_The records_
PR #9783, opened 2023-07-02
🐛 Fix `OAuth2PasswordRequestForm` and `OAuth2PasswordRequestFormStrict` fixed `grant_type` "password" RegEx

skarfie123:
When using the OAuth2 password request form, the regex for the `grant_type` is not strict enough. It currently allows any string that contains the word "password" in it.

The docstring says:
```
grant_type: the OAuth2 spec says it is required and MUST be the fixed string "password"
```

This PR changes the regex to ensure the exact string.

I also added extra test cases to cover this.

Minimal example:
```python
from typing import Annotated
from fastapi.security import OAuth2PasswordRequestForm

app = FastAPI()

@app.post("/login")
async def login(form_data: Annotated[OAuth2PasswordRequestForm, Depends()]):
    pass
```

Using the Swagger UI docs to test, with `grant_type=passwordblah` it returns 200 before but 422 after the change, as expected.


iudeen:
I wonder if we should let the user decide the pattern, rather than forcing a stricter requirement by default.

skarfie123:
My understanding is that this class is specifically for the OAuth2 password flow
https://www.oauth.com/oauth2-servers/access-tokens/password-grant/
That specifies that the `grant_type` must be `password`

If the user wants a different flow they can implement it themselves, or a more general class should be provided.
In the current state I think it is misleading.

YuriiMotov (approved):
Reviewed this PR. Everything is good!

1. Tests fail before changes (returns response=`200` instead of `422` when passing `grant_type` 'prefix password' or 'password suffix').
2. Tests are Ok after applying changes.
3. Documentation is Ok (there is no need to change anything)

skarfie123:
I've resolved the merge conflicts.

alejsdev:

...

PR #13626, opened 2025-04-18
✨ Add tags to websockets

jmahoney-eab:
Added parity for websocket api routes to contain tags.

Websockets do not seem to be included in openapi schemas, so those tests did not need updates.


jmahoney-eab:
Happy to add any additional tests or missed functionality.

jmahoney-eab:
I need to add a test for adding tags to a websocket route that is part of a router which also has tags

_What to produce_
What belongs in the answer is each line from the listing above that contains "returns".

_Answer space_
Using the Swagger UI docs to test, with `grant_type=passwordblah` it returns 200 before but 422 after the change, as expected.
1. Tests fail before changes (returns response=`200` instead of `422` when passing `grant_type` 'prefix password' or 'password suffix').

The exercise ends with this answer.